• [How to complete this task]:
Whenever a line carries the word "naming", pull it out of the entries.

• [Stored data]:

PR #1062, opened 2025-09-17
Rewrite System Documentation

### LINKED ISSUE #1049: Update docs for Spack 1.0
- [ ] docs/add-a-system-config.rst
- [ ] verify links to spack docs are still correct

michaelmckinsey1:
## Description

- [x] Rewrite system documentation, specific to spack1.0 changes
- [x] Fix `benchpark system external` for spack1.0
- [x] Improve instructions on package finding process -> moved docs from own page to appendix in new system docs.
- [x]  Should address #1049 

- [x] Update `systems/aws-tutorial`

- [x] move content from `update-a-system-config.rst` to appendix in `add-a-system-config.rst`


docs/add-a-system-config.rst
```diff
@@ -43,15 +44,23 @@ in :doc:`system-list`.
 If you are running on a system with an accelerator, find an existing system with the
 same accelerator vendor, and then secondarily, if you can, match the actual accelerator.
 
-1. accelerator.vendor
-2. accelerator.name
+1. ``accelerator.vendor`` - Company name
```
michaelmckinsey1, line 47: Do we think the hardware description deserves multiple sections? Or is it pretty self-explanatory from the existing examples (I think the latter).

docs/add-a-system-config.rst
```diff
@@ -74,373 +84,460 @@ where:
...
+In this example, we will recreate a fully-functional example of the AWS ``system.py``
+that we use for benchpark tutorials (see `aws-tutorial/system.py
+<https://github.com/LLNL/benchpark/blob/develop/systems/aws-tutorial/system.py>`_). To
+start, we import the base benchpark ``System`` class, which our ``AwsTutorial`` system
+will inherit from. We also import the maintainer and variant directives, which provide
+the utilities to track a maintainer by their GitHub username and variants to specify
+configurable properties of our system. We can specify the different AWS instances that
+share this same hardware and software specificaiton using the ``instance_type`` variant.
+We use ``instance_type`` here instead of ``cluster`` (you will see ``cluster`` in other
+systems), to differentiate a cloud ``instance`` from an HPC ``cluster``.
```
michaelmckinsey1: How do we want to explain why we use ``instance_type`` over ``cluster`` for cloud?

docs/add-a-system-config.rst
```diff
@@ -74,373 +84,460 @@ where:
...
-spack (``software.yaml``). The actual version will be rendered by Ramble when it is
-built.
+Here, we define the ``compute_packages_section()`` function, where you can include any
+package that you would like a package manager, such as spack, to find as an "external",
+meaning it will not build that package from source and use your system package instead.
+For each package that you include, you need to define its spec ``name@version`` and the
+system path ``prefix`` to the package. Additionally for spack, you need to set
+``buildable: False`` to use the package as an external.
+
+At minimum, we recommend you define externals for ``cmake``, ``mpi``, ``blas``, and
```
michaelmckinsey1: Any others?

docs/add-a-system-config.rst
```diff
@@ -74,373 +84,460 @@ where:
...
+~~~~~~~~~~~~~~~~~~~~~~~~~~
+
+In the ``compute_compilers_section``, we define the compilers available on the system.
+For our AWS system, this is ``gcc@11.4.0``. We return a dictionary, with the helper
+``compiler_section_for()`` function, that formulates the compiler ``name`` and
+``entries`` for Spack, where the ``entries`` are a list of ``compiler_def()``. For the
+``compiler_def()``, we must at minimum specify the ``spec``, ``prefix``, and ``exes``:
+
+1. ``spec`` - Similar to package specs, ``name@version``. GCC in particular also needs
+   the ``languages=c,c++,fortran`` variant.
```
michaelmckinsey1: @scheibelp Maybe there is a better way to explain the languages?

systems/aws-tutorial/system.py
```diff
@@ -15,41 +15,39 @@ class AwsTutorial(System):
 
     maintainers("stephanielam3211")
 
+    common = {
+        "system_site": "aws",
+        "programming_models": [OpenMPCPUOnlySystem()],
```
scheibelp: It is different to instantiate a single programming model instance globally (vs. in `__init__`), but I don't think it will have a negative effect to do so.

docs/update-a-system-config.rst
```diff
@@ -1,70 +0,0 @@
...
-    Copyright 2023 Lawrence Livermore National Security, LLC and other
-    Benchpark Project Developers. See the top-level COPYRIGHT file for details.
-
-    SPDX-License-Identifier: Apache-2.0
-
-Updating a System
-=================
-
-If a system already exists, its external package definitions can be updated from the
-output of `benchpark system external`:
```
scheibelp, line 11: (question) it looks like everything about updating systems (and `benchpark system external`) that is relevant moved into `add-a-system-config.rst` - just wanted to confirm.

docs/add-a-system-config.rst
```diff
@@ -74,373 +84,461 @@ where:
...
 
-2. Adding or Parameterizing System Software Stack
+B. Creating the System Definition (``system.py``)
 -------------------------------------------------
 
-``system.py`` in Benchpark provides an API to represent a system software stack as a
-command line parameterizable object. If none of the available software stack
-specifications match your system, you may add a `new-system` directory in the `systems`
-directory where the `new-system` directory name follows the naming convention:
+Now that you have defined the hardware description for your system, you can now create
```
scheibelp, line 104: (question) Is it strictly-required to create the hardware description first?

docs/add-a-system-config.rst
scheibelp: `cluster` is more of an idiom than a requirement

In general, both `instance_type` and `cluster` are intended to distinguish between mostly-similar systems that only differ in a few details (but may use the same MPI, externals, architecture, etc.) so something like

I think this is also the first example of a variant, so you could say something like:

> There are many similar types of AWS nodes that differ only in  terms of the number of processors, memory (but otherwise have the same system packages available): this can be encoded with a variant in a benchpark system - the user can indicate what type of instance they are creating, and the system description will reflect the instance type chosen. 
>
> (Note: most system classes in Benchpark have a similar concept, but generally the idea is that there are a few different multi-node machines with very-similar configs, and so they typically use the term "cluster")

docs/add-a-system-config.rst
scheibelp: In terms of a tutorial, I think succinct is good vs. explaining the why of it. Note that if for some reason there is no gfortran, then `languages` should not include `,fortran` (that might not be worth mentioning here though)

I would recommend some word smoothing for the first paragraph though:

> Define compilers that are available on your system by implementing ``compute_compilers_section()``:
> - for each compiler, create the necessary config with `compiler_def`
> - for each type of compiler (gcc, intel, etc.), combine them with `compiler_section_for`
> - then merge them with `merge_dicts` (this part is unnecessary if you have only one type of compiler)
> - generally you will want to compose a minimal list of compilers: e.g. if you want to compile your benchmark with the oneAPI compiler, and have multiple versions to choose from, you'd add a variant to the system, and the config would expose only one of them

scheibelp (commented):
This looks generally good - thanks! I have a couple questions and a couple suggestions (but nothing that should block this).

docs/add-a-system-config.rst
pearce8: I think this is self-explanatory.

docs/add-a-system-config.rst
pearce8: Technically not required, but we want people to realize if there are similar systems specified already, and either not duplicate effort or use them as a starting point.

pearce8: Maybe we need to add a step to check for other systems that have the same description.  I wonder if this could be a yaml comparison script - of course we would need to define what "similar" is, and this may be plagued by different spelling and naming conventions humans will use here.  Thoughts?

pearce8: @scheibelp @michaelmckinsey1

docs/add-a-system-config.rst
pearce8: I like @scheibelp 's suggestion.  One modification: 

(Note: most system classes in Benchpark have a similar concept, but often they refer to physical (named) clusters with very-similar configs, and so they typically use the term "cluster" rather than "instance_type".)

docs/add-a-system-config.rst
pearce8: @michaelmckinsey1 We want to keep this list short, but I think we need to add a sentence on needing to define cuda or rocm runtimes for GPUs; look at specific systems to make sure you use the right handles and point at them as examples.

docs/add-a-system-config.rst
pearce8: I like @scheibelp 's suggestion.

docs/add-a-system-config.rst
```diff
@@ -74,373 +84,461 @@ where:
...
+the ``system.py``, which involves defining the software on your system. This includes
+defining compilers and pre-installed packages, which your package manager can use
```
pearce8: @michaelmckinsey We need to talk about the mandatory vs optional definitions here separately.  Tackle mandatory first.  Then the faster build process discussion needs to be in the compute packages section.  Please make sure we are not explaining this in multiple places.

@scheibelp Here I would like to tell people how they can generate the list of externals.  Is there a good place in Spack docs we should link?

michaelmckinsey1:
going to fail lint until https://github.com/LLNL/benchpark/pull/1077 merged

docs/add-a-system-config.rst
michaelmckinsey1: Changed in [feecc7c](https://github.com/LLNL/benchpark/pull/1062/commits/feecc7c50134069dd740ec670ff18aaf1dba4043)

docs/add-a-system-config.rst
michaelmckinsey1: 7cfa5e0

docs/add-a-system-config.rst
michaelmckinsey1: [f5f02a8](https://github.com/LLNL/benchpark/pull/1062/commits/f5f02a814b7b446ed855ff4f1c913be8986fdc2d)
I added Peters suggestion, but I think I need to try adding a clang compiler. This would be good to show an example of using the merge_dicts, and would not require the languages variant (we discussed this yesterday).

So I'm leaving this unresolved.

systems/aws-tutorial/system.py
michaelmckinsey1: Ah. This could be an issue I think in regards to a use case like https://github.com/LLNL/benchpark/pull/931. I will revert the programming_models back to the init function. Hopefully, it is clear what I am going for here. We should recommend non-objects are refactored for cleaner system definitions.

• [Response to this task]:
-directory where the `new-system` directory name follows the naming convention:
pearce8: Maybe we need to add a step to check for other systems that have the same description.  I wonder if this could be a yaml comparison script - of course we would need to define what "similar" is, and this may be plagued by different spelling and naming conventions humans will use here.  Thoughts?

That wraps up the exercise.